═══ PROVIDED INFORMATION ═══

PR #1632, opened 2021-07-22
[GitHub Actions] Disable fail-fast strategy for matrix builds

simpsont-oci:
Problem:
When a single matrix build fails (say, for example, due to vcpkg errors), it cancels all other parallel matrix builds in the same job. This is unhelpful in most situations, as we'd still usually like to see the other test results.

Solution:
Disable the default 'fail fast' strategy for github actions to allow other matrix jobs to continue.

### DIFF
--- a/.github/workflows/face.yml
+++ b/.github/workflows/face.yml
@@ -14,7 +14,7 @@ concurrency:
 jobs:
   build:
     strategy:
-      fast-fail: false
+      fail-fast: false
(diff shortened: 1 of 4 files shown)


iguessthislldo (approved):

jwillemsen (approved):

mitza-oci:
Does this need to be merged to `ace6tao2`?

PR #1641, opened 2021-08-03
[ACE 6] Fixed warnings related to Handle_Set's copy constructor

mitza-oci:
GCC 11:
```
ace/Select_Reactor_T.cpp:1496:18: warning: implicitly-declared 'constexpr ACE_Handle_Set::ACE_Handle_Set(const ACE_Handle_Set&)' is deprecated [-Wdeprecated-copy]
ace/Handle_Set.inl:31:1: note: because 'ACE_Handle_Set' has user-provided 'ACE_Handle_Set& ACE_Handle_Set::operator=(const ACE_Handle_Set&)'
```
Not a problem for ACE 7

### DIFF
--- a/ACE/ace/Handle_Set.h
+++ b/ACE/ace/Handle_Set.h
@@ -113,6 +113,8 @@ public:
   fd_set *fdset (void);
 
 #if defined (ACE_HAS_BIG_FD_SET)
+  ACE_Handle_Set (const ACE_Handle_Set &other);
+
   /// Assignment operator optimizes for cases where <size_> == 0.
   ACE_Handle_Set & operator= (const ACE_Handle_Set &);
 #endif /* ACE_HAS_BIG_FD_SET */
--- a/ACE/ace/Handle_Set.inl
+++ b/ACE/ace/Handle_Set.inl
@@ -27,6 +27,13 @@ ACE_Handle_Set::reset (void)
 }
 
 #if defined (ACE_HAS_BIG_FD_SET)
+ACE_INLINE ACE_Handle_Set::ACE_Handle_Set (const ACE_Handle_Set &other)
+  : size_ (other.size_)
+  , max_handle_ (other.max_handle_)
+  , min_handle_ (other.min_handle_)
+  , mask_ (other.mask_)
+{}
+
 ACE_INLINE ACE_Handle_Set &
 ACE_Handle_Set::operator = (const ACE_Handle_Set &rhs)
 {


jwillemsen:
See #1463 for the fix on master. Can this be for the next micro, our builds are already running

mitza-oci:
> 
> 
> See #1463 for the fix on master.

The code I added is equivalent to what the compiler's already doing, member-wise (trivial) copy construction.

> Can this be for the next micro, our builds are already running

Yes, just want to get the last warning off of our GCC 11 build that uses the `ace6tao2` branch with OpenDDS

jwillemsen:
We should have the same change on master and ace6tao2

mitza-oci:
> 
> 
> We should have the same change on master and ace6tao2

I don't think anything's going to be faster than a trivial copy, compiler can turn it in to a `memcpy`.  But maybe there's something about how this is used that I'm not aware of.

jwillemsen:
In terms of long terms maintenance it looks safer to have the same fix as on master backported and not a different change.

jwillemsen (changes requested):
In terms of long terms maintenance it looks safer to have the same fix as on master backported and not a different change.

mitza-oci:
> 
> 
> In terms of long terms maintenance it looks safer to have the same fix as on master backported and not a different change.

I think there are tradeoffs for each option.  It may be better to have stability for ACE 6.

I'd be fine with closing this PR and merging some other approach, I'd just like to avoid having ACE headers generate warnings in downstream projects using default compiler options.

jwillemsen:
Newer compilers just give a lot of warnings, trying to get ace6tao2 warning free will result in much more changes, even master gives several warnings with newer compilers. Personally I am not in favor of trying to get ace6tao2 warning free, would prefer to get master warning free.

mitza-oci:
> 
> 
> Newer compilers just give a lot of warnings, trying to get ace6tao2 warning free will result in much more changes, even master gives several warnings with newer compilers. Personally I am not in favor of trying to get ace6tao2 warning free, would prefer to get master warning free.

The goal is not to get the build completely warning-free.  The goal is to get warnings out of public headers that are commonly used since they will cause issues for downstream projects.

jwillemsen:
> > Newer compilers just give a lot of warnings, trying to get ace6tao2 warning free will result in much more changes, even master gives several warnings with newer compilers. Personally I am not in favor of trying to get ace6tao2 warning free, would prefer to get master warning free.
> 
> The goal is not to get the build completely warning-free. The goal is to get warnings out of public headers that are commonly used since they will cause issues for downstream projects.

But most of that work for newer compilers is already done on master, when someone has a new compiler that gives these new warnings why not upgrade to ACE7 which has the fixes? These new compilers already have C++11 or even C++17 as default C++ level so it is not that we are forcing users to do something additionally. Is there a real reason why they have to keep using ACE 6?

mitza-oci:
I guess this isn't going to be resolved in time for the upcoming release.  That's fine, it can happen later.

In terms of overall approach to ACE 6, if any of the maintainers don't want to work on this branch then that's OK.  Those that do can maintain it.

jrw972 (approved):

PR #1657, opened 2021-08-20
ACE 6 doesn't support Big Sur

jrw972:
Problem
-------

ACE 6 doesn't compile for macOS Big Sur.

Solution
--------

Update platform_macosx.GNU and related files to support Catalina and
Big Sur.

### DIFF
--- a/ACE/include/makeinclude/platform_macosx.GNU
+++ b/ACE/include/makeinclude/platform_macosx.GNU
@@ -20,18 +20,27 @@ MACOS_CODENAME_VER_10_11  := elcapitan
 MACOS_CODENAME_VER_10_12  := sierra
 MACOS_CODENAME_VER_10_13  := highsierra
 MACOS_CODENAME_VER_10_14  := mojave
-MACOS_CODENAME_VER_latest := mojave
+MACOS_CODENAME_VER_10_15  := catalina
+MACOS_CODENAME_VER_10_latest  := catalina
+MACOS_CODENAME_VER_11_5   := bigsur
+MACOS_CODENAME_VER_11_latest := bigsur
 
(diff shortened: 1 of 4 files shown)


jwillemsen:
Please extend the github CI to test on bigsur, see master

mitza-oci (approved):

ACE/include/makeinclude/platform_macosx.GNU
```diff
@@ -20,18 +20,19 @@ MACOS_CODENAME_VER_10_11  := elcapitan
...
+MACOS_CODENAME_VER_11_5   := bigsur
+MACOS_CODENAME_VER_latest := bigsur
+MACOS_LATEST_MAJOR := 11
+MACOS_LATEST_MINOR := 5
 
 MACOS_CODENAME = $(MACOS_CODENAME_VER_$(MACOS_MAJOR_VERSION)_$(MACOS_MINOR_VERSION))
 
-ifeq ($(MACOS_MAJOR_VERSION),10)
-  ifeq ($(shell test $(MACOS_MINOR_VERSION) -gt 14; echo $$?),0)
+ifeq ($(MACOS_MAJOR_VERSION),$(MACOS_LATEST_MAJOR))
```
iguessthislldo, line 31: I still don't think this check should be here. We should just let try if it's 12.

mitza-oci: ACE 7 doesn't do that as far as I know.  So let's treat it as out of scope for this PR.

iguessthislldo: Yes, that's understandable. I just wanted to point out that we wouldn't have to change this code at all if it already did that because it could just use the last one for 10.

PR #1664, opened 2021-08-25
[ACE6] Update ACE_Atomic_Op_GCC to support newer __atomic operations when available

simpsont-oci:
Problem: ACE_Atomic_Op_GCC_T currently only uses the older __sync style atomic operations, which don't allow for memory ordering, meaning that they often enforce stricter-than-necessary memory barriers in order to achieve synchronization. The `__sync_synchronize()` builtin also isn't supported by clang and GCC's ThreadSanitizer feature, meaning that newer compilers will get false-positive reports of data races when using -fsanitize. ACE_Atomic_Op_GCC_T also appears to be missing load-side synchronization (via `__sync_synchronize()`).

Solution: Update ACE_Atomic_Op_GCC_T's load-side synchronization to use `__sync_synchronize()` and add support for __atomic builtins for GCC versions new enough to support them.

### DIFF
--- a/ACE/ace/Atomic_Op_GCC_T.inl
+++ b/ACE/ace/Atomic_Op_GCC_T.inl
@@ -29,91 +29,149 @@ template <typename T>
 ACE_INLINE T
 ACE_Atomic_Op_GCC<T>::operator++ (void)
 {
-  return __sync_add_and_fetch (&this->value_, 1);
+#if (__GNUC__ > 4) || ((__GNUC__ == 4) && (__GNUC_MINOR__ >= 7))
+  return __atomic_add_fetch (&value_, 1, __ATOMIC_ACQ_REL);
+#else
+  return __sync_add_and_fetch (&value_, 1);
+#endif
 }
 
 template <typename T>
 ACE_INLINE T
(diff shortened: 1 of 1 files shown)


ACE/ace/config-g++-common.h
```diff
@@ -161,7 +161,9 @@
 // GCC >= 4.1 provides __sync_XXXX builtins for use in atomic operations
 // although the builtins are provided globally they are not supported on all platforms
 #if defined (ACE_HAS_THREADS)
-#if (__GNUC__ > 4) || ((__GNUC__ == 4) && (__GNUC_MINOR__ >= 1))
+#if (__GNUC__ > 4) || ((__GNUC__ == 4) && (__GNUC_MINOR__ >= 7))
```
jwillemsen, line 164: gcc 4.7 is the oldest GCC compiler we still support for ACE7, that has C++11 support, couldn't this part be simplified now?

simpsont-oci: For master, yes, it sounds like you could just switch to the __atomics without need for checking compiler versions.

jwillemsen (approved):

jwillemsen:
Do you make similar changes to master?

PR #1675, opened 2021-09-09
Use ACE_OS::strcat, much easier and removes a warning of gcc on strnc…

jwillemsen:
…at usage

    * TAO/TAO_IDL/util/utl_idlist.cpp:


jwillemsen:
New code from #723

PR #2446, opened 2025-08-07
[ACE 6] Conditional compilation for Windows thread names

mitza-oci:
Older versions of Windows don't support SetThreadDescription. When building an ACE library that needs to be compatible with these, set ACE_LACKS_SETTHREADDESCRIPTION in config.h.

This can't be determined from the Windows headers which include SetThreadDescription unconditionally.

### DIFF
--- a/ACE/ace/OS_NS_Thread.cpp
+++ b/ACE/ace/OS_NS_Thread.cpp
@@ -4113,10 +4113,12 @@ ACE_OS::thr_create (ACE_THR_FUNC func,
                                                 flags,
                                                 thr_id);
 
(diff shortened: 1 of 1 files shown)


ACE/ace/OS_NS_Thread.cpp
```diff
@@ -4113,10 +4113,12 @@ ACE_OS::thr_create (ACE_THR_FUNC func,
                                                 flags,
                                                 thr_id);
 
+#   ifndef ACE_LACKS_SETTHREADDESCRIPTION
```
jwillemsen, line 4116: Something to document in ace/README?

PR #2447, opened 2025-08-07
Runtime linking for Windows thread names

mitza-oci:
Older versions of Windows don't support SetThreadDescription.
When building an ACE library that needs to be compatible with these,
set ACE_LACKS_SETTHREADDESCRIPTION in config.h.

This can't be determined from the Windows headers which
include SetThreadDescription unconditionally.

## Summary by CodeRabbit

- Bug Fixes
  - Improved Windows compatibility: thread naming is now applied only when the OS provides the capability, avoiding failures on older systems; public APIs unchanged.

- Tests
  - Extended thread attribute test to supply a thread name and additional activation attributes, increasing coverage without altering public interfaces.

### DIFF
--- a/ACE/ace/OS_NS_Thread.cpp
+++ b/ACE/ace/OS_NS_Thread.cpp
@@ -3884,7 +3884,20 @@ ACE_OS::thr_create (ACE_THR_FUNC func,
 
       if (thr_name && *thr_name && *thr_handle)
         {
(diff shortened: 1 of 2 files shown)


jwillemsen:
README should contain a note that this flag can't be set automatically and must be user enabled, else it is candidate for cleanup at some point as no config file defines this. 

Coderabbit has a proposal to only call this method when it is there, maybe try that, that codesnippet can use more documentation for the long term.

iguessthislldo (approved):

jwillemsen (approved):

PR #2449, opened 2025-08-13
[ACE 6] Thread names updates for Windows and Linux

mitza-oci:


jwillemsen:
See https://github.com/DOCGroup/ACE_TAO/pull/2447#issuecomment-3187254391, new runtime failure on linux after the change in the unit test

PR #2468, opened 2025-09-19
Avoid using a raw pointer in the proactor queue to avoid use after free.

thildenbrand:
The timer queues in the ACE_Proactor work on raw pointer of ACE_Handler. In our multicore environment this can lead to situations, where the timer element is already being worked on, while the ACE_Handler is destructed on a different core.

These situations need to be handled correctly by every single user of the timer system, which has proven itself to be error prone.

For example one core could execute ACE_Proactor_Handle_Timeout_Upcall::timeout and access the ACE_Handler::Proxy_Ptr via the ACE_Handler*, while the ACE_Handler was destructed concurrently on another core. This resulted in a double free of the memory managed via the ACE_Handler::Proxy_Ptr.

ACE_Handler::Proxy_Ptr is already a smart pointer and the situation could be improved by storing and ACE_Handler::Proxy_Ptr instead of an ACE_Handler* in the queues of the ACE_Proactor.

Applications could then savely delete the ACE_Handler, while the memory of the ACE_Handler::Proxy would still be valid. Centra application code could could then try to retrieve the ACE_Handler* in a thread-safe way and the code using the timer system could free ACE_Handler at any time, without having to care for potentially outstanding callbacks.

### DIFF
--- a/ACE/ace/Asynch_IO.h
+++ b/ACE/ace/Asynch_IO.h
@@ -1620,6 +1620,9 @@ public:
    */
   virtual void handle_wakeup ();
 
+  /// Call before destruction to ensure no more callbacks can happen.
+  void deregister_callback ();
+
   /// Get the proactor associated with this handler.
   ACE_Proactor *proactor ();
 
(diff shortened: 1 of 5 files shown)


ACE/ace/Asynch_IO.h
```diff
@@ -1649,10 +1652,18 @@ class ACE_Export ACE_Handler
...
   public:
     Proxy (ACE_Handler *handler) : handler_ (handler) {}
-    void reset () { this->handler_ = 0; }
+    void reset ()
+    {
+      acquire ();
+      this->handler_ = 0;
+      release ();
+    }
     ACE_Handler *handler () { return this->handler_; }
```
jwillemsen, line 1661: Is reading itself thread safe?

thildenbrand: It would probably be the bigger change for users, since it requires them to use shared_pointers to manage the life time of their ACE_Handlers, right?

═══

=== TASK DIRECTIONS ===
Which lines above include the string "should"? Show them.

=== WRITTEN REPLY ===
We should have the same change on master and ace6tao2
> We should have the same change on master and ace6tao2
iguessthislldo, line 31: I still don't think this check should be here. We should just let try if it's 12.
README should contain a note that this flag can't be set automatically and must be user enabled, else it is candidate for cleanup at some point as no config file defines this. 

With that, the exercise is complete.